Despierto en medio de la más profunda oscuridad y trato de encontrar mis pantuflas al costado de la cama. La pereza sigue en mis ojos pero debo levantarme. Los más mínimos sonidos son anclas a la realidad. Dejo las sábanas a un costado y me aferro al bastón sin siquiera prender la luz ¿para qué? Ya no hay lágrimas porque simplemente no funcionan. Prendo el fuego de la hornalla y siento elevarse el calor poco a poco. No soy cuidadoso con eso y más de una vez la habitación se llenó de humo. Arriba se oyen los pasos crujir de mi vecino. Por estas horas siempre practica el mismo trozo de su partitura. Suena el portero. Voy a tumbos hasta la puerta. Siento el frío del picaporte en la mano. Solo es el correo. Mi felicidad se disipa. El cartero me descompone con el aroma de su perfume barato. Cierro nuevamente. La habitación sigue a oscuras. Llego hasta mi silla y abro el ventanal para dejar entrar la tibia brisa de las mañanas de verano. Desde el tercer piso el bullicio de la calle parece el arrullo de un mar agitado.

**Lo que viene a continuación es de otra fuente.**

PR #467, opened 2023-07-10
vhost-vdpa support

lmilleri:
This PR implements the changes for vhost-vdpa support.

- SriovNetworkNodePolicy API: VDPA device type can take now the following values: "virtio" and "vhost"
- if vhost is specified, the vhost-vdpa driver is loaded into the kernel and bound to the vdpa device

### DIFF
--- a/bindata/manifests/switchdev-config/files/switchdev-configuration-after-nm.sh.yaml
+++ b/bindata/manifests/switchdev-config/files/switchdev-configuration-after-nm.sh.yaml
@@ -58,8 +58,8 @@ contents:
           do
             extract_min_max_ids
             vdpaType=$(jq -c '.vdpaType' -r <<< $group)
-            if [ $vfid -le $maxId ] && [ $vfid -ge $minId ] && [ $vdpaType == "virtio" ]; then
-              vdpa_cmd="vdpa dev add name vdpa:"${VfPciAddr}" mgmtdev pci/"${VfPciAddr}
+            if [ $vfid -le $maxId ] && [ $vfid -ge $minId ] && [ $vdpaType != "" ]; then
+              vdpa_cmd="vdpa dev add name vdpa:"${VfPciAddr}" mgmtdev pci/"${VfPciAddr}" max_vqp 32"
               eval $vdpa_cmd
             fi
           done
--- a/bindata/manifests/switchdev-config/files/switchdev-configuration-after-nm.sh.yaml
+++ b/bindata/manifests/switchdev-config/files/switchdev-configuration-after-nm.sh.yaml
@@ -58,9 +58,17 @@ contents:
           do
             extract_min_max_ids
             vdpaType=$(jq -c '.vdpaType' -r <<< $group)
-            if [ $vfid -le $maxId ] && [ $vfid -ge $minId ] && [ $vdpaType != "" ]; then
-              vdpa_cmd="vdpa dev add name vdpa:"${VfPciAddr}" mgmtdev pci/"${VfPciAddr}" max_vqp 32"
+            if [ $vfid -le $maxId ] && [ $vfid -ge $minId ] && ([ $vdpaType == "virtio" ] || [ $vdpaType == "vhost" ]); then
+              vdpa_name=vdpa:${VfPciAddr}
+              vdpa_cmd="vdpa dev add name "${vdpa_name}" mgmtdev pci/"${VfPciAddr}" max_vqp 32"
               eval $vdpa_cmd
+              # set the driver_override. When the specified driver will be loaded in the kernel
+              # it will be automatically bound to the vdpa device
+              driver_override=virtio_vdpa
+              if [ $vdpaType == "vhost" ]; then
+                driver_override=vhost_vdpa
+              fi
+              echo $driver_override > /sys/bus/vdpa/devices/$vdpa_name/driver_override
             fi
           done
         done
--- a/pkg/plugins/generic/generic_plugin.go
+++ b/pkg/plugins/generic/generic_plugin.go
@@ -19,34 +19,67 @@ import (
 
 var PluginName = "generic_plugin"
 
+// driver id
+const (
+	Vfio = iota
+	VirtioVdpa
+)
+
+// driver name
+const (
+	vfioPciDriver    = "vfio_pci"
+	virtioVdpaDriver = "virtio_vdpa"
+)
+
+// function type for determining if a given driver has to be loaded in the kernel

Una ambulancia grita en la esquina. La vida me parece totalmente desabrida. Sigo esperando que el portero suene. Tomo un libro de la estantería y siento su superficie rugosa y el olor a papel recién comprado. Me duele tenerlo aquí, tan cerca y no poder asomarme siquiera a lo que me tiene vedado. El dolor es demasiado. Tomo el bastón y voy poco a poco hasta el balcón. Sigue oscura a pesar de ser el mediodía.
Salto.
Cinco minutos después suena el portero.